### WHAT YOU NEED TO DO
In the records below, find the line that contains "Use suggested max file descriptors for ES" and the line that contains "I've often had", then retype exactly those two lines and every line between them.

### SUPPLIED DATA
┌──

PR #4159, opened 2020-09-04
Explicitly grant privs on all dbs

dannyroberts:
**Note** I opened this prematurely and then realized it didn't actually work to fix the issue on staging. Will come back to it

Previously I believe we relied on the the user being granted ownership over the db and then inheriting table privileges by default when that user created all the tables. On staging we switched users and the new user had no way to get privileges even though they became listed as the db owner. This PR
- Explicitly grants the new user all table privileges (in vault.yml)
- Has the code actually correctly apply those privileges to all dbs

The privs config (since you can't see it here) is:

```
      privs:
        - privs: ALL
          objs: ALL_IN_SCHEMA
          type: table
        - privs: ALL
          objs: ALL_IN_SCHEMA
          type: sequence
```

##### ENVIRONMENTS AFFECTED
staging mostly, but all


dannyroberts:
@sanjay2916

PR #4161, opened 2020-09-04
Fix docs link (pillwotop => pillowtop)

dannyroberts:
Here's an easy one!


knguyen142 (approved):
Where are the tests?! 😜

PR #4162, opened 2020-09-07
update kafka log config

snopoke:
DailyRollingFileAppender has been observed to exhibit synchronization issues and data loss.

In addition to that it makes it very hard to use in conjunction with logrotate. 

This PR updates the Kafka logging configuration to use a vanilla `RollingFileAppender` which will also take care of cleaning up old logs.

##### ENVIRONMENTS AFFECTED
all


snopoke:
Already rolled out to `icds-staging`

rohit-dimagi (approved):

rohit-dimagi:
Nice

PR #4169, opened 2020-09-10
Use suggested max file descriptors for ES

dannyroberts:
Found the following in ES log output:

> max file descriptors [32000] for elasticsearch process likely too low, consider increasing to at least [65536]

##### ENVIRONMENTS AFFECTED
all

### DIFF
--- a/src/commcare_cloud/ansible/roles/elasticsearch/templates/systemd/elasticsearch.service.j2
+++ b/src/commcare_cloud/ansible/roles/elasticsearch/templates/systemd/elasticsearch.service.j2
@@ -34,7 +34,7 @@ RestartSec=10
 StandardError=inherit
 
 # Specifies the maximum file descriptor number that can be opened by this process
-LimitNOFILE=32000
+LimitNOFILE=65536
 
 # Disable timeout logic and wait until process is stopped
 TimeoutStopSec=0


calellowitz (approved):

sravfeyn (approved):

snopoke (approved):

dannyroberts:
Ugh okay this is dangerous because [when we change this file we also automatically restart elasticsearch](https://github.com/dimagi/commcare-cloud/blob/2d29eb2e890404882dd906861327732702e7c2ce/src/commcare_cloud/ansible/roles/elasticsearch/tasks/main.yml#L73-L89), and we do so cavalierly (by running `systemctl restart elasticsearch` on all nodes at once) rather than carefully (as in the es_rolling_restart playbook).

Any smart ideas for how to do this safely? I could replace the restart with a reload which is likely safe, but may also interfere with first-time setup. So I could restart it if `CCHQ_IS_FRESH_INSTALL` and reload it otherwise. Thoughts?

snopoke:
I've often had the same problem but haven't found a good general solution yet. I would likely roll this out manually by making the change in the using `cchq <env> run-module -b lineinfile ....` and then do the restart either manually or using the rolling restart playbook.

The other options is to allow skipping the handlers using some condition: https://stackoverflow.com/a/57677835/632517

└──

### PROBLEM SOLUTION
Use suggested max file descriptors for ES

dannyroberts:
Found the following in ES log output:

> max file descriptors [32000] for elasticsearch process likely too low, consider increasing to at least [65536]

##### ENVIRONMENTS AFFECTED
all

### DIFF
--- a/src/commcare_cloud/ansible/roles/elasticsearch/templates/systemd/elasticsearch.service.j2
+++ b/src/commcare_cloud/ansible/roles/elasticsearch/templates/systemd/elasticsearch.service.j2
@@ -34,7 +34,7 @@ RestartSec=10
 StandardError=inherit
 
 # Specifies the maximum file descriptor number that can be opened by this process
-LimitNOFILE=32000
+LimitNOFILE=65536
 
 # Disable timeout logic and wait until process is stopped
 TimeoutStopSec=0


calellowitz (approved):

sravfeyn (approved):

snopoke (approved):

dannyroberts:
Ugh okay this is dangerous because [when we change this file we also automatically restart elasticsearch](https://github.com/dimagi/commcare-cloud/blob/2d29eb2e890404882dd906861327732702e7c2ce/src/commcare_cloud/ansible/roles/elasticsearch/tasks/main.yml#L73-L89), and we do so cavalierly (by running `systemctl restart elasticsearch` on all nodes at once) rather than carefully (as in the es_rolling_restart playbook).

Any smart ideas for how to do this safely? I could replace the restart with a reload which is likely safe, but may also interfere with first-time setup. So I could restart it if `CCHQ_IS_FRESH_INSTALL` and reload it otherwise. Thoughts?

snopoke:
I've often had the same problem but haven't found a good general solution yet. I would likely roll this out manually by making the change in the using `cchq <env> run-module -b lineinfile ....` and then do the restart either manually or using the rolling restart playbook.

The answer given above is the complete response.